▸ Prompt: Where in the data does the word "recursion" appear? Find those lines and copy them.

────────────────

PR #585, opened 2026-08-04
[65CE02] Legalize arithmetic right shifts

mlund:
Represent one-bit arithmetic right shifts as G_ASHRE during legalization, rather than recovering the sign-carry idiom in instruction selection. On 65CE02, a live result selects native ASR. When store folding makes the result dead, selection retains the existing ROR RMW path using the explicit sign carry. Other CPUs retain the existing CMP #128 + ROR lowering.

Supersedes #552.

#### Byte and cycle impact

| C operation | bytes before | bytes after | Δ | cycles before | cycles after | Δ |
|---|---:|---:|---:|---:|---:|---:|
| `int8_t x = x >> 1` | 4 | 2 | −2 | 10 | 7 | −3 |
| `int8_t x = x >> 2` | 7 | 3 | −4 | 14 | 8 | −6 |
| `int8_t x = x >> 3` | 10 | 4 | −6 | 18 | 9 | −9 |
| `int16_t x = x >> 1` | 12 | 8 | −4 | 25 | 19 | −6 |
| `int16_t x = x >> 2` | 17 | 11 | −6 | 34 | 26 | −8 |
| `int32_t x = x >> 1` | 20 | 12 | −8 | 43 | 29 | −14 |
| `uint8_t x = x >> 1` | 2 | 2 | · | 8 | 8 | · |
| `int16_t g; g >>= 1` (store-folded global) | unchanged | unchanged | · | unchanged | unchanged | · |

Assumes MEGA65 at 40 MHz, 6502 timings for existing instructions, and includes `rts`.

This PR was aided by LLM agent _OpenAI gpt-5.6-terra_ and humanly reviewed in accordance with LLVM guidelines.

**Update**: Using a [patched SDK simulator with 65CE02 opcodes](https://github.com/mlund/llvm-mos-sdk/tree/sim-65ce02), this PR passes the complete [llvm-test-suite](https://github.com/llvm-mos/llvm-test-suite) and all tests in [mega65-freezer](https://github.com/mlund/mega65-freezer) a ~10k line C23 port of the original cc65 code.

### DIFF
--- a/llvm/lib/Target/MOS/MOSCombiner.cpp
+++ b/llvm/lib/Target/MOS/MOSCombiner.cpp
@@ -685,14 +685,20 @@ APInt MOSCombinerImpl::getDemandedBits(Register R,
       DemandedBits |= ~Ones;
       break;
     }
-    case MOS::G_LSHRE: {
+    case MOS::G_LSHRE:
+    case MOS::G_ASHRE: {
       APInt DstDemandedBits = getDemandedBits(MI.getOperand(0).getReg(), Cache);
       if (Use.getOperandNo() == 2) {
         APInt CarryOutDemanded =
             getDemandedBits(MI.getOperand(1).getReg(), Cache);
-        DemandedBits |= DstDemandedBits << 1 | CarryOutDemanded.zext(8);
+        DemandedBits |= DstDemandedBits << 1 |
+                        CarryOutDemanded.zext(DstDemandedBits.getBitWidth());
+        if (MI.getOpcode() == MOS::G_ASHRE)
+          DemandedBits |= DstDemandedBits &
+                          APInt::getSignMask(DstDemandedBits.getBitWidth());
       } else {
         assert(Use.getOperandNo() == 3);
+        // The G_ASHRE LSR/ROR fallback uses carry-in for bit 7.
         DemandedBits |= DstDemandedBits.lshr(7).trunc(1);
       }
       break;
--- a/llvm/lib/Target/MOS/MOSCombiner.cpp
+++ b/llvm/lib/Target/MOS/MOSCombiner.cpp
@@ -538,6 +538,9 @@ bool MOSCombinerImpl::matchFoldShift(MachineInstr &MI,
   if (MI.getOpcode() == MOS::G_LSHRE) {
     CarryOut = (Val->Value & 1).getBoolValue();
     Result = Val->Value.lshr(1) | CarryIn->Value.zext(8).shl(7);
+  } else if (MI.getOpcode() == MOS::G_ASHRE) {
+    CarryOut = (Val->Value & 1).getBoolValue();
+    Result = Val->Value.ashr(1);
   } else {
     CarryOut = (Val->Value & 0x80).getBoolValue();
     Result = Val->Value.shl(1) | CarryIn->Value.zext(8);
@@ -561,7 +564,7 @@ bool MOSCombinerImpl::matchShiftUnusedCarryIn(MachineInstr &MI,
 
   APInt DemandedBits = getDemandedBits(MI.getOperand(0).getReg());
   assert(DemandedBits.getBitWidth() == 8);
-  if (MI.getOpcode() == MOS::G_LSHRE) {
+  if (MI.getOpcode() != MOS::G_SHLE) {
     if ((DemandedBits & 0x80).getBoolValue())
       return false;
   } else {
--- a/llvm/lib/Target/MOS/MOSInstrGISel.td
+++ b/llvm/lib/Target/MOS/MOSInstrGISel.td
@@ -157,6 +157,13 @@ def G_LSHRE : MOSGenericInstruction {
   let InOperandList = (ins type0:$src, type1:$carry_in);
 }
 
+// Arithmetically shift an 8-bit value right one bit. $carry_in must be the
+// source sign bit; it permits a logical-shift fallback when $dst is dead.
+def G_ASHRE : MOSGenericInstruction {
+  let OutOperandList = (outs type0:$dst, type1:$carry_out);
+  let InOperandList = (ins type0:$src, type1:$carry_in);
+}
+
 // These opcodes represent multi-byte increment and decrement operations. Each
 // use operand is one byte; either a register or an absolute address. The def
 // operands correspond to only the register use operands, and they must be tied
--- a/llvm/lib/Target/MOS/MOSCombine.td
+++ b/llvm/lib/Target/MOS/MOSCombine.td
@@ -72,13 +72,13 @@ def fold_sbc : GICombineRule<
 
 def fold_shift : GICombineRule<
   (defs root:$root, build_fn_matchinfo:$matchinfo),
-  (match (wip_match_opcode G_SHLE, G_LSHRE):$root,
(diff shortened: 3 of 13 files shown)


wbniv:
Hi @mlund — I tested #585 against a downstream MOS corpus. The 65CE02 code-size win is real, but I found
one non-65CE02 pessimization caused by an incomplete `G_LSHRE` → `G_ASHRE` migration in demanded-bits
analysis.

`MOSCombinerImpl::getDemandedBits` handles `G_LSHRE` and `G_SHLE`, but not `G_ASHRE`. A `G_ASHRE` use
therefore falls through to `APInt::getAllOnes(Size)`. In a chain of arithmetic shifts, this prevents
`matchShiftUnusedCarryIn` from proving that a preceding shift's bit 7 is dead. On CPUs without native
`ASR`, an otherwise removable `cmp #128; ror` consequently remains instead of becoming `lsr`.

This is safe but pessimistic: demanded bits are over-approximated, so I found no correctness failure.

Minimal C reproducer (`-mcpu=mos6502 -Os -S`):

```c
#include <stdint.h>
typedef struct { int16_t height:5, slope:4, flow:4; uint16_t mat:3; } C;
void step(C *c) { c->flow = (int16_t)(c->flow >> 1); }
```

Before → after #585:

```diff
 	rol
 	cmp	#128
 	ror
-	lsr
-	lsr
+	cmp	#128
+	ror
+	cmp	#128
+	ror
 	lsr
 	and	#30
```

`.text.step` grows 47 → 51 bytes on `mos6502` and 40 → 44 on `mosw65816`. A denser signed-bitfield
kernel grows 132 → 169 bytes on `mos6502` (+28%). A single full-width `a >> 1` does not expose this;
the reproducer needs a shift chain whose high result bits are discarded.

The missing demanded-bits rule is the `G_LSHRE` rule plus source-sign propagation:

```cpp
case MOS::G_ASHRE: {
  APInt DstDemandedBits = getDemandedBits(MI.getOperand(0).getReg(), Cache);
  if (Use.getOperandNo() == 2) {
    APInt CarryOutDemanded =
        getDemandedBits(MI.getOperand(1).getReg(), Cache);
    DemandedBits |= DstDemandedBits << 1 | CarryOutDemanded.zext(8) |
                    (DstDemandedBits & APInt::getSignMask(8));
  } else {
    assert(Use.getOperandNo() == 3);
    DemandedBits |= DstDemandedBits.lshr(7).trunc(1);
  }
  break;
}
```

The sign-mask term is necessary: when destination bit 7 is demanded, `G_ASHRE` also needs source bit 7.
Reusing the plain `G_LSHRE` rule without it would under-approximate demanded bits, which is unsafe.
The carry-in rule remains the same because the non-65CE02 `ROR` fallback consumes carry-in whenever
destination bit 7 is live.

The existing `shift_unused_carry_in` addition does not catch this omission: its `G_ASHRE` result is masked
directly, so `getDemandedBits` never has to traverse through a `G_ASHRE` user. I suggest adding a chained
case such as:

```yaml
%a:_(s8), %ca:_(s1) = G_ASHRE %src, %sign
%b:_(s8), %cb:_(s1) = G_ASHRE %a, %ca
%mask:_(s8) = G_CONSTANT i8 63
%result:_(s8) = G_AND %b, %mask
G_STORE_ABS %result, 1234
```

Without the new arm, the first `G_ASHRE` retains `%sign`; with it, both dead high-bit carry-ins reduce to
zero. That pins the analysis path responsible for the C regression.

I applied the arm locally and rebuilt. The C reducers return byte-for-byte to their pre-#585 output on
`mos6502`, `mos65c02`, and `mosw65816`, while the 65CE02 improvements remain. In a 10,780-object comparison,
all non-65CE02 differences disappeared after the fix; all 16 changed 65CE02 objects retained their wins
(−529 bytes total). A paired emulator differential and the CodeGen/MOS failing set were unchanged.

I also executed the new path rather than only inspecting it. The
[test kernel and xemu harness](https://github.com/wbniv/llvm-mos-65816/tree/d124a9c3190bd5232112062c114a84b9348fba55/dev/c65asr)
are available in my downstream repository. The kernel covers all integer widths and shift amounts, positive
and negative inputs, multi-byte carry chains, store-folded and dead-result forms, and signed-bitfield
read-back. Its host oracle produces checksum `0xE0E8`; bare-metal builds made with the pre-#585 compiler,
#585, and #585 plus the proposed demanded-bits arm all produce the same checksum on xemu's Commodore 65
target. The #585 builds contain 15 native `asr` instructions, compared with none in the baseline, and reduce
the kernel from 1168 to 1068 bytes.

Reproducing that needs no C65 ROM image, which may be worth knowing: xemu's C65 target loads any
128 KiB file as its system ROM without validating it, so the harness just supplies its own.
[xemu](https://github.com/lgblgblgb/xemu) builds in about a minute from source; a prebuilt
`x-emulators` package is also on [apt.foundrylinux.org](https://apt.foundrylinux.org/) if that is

────────────────

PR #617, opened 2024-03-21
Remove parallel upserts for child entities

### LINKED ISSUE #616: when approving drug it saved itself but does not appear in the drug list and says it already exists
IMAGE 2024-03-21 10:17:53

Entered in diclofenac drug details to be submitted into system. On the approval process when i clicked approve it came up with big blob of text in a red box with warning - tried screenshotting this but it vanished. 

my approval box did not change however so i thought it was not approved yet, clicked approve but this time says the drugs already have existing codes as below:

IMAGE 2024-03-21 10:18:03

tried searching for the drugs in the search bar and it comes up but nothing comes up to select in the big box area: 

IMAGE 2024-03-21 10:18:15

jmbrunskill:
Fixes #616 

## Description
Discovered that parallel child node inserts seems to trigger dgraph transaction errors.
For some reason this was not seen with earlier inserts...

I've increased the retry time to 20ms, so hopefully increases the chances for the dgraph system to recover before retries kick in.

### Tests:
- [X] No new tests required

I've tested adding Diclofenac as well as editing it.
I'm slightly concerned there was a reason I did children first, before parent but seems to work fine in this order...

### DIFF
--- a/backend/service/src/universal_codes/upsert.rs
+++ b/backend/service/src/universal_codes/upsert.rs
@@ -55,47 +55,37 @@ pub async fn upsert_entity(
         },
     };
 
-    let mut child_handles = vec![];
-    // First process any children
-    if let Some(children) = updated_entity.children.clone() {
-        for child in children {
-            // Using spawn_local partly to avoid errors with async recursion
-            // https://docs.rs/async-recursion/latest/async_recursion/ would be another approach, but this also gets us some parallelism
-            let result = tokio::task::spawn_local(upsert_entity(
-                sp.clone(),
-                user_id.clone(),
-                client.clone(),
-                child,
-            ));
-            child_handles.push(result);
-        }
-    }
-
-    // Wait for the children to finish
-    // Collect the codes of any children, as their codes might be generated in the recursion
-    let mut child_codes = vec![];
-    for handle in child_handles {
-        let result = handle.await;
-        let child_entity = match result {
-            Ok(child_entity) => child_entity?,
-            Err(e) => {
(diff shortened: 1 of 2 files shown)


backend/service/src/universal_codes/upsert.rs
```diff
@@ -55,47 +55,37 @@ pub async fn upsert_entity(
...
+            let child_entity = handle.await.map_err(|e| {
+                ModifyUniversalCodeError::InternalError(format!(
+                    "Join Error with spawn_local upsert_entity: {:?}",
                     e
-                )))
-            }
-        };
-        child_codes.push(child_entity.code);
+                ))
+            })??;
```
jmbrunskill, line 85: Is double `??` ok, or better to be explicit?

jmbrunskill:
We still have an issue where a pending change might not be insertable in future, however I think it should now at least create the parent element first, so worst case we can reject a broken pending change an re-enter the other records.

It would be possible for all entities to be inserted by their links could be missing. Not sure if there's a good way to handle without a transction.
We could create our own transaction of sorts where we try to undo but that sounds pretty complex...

────────────────

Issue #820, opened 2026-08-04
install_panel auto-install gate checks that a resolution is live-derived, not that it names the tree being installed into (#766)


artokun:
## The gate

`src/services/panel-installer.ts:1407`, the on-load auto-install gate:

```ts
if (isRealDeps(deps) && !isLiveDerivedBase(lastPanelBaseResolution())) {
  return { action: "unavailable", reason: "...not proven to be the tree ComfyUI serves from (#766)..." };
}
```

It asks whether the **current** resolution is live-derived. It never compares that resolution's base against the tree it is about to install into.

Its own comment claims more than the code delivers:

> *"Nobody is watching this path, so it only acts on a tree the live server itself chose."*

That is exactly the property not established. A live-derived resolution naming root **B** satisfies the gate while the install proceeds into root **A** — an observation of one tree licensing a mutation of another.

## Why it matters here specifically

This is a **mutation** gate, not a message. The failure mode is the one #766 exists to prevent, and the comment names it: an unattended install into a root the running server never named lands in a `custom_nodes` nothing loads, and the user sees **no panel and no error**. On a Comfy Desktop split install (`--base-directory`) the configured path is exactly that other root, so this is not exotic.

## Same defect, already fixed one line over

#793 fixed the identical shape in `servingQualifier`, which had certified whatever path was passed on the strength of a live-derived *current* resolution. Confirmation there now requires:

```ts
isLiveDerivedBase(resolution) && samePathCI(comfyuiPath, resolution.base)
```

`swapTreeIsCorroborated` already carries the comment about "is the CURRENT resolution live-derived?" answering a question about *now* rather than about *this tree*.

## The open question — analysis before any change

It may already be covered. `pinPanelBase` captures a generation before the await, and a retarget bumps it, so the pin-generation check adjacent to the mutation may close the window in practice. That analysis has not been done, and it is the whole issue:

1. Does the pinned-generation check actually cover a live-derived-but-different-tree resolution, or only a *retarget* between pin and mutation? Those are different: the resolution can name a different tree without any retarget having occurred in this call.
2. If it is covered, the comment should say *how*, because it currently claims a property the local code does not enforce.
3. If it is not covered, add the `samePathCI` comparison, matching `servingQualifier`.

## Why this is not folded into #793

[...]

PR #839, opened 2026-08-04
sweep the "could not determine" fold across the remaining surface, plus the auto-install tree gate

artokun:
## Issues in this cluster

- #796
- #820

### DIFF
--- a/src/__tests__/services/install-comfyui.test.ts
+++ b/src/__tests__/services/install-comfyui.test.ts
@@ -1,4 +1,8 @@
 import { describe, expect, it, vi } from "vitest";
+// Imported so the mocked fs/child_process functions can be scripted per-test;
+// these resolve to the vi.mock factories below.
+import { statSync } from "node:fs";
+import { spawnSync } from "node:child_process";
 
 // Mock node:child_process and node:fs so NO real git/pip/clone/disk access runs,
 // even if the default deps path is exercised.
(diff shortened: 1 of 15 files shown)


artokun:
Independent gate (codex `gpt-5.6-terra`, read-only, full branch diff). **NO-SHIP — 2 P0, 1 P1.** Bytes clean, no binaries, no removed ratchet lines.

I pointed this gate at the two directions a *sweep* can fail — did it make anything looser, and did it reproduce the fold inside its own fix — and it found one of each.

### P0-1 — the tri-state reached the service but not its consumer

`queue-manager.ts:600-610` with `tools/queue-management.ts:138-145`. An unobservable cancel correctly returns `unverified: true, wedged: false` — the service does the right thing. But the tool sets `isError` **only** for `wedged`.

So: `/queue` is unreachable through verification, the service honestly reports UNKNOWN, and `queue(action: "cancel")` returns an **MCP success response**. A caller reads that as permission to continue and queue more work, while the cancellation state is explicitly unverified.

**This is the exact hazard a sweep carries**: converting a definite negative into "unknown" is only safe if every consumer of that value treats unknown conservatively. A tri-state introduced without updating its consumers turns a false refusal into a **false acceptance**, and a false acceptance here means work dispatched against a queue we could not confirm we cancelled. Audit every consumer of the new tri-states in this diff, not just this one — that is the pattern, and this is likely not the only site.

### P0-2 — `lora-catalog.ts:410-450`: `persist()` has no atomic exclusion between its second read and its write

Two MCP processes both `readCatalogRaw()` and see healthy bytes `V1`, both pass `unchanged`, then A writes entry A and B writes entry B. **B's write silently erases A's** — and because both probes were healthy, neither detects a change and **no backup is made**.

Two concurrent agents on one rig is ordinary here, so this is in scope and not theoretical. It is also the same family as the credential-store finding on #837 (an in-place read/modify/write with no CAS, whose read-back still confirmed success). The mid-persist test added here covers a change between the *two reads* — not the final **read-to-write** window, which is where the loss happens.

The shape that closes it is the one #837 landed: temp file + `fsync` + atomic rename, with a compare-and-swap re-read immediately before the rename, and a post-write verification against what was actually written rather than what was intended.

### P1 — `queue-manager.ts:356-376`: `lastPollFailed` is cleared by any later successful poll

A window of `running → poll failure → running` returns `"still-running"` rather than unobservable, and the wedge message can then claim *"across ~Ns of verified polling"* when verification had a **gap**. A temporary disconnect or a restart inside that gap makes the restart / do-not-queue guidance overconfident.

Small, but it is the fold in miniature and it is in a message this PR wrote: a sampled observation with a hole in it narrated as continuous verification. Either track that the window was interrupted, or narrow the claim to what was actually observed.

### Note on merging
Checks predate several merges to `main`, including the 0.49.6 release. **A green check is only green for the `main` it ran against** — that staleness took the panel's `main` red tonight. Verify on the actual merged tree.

────────────────

▸ Output:
-            // Using spawn_local partly to avoid errors with async recursion
-            // https://docs.rs/async-recursion/latest/async_recursion/ would be another approach, but this also gets us some parallelism
-    // Collect the codes of any children, as their codes might be generated in the recursion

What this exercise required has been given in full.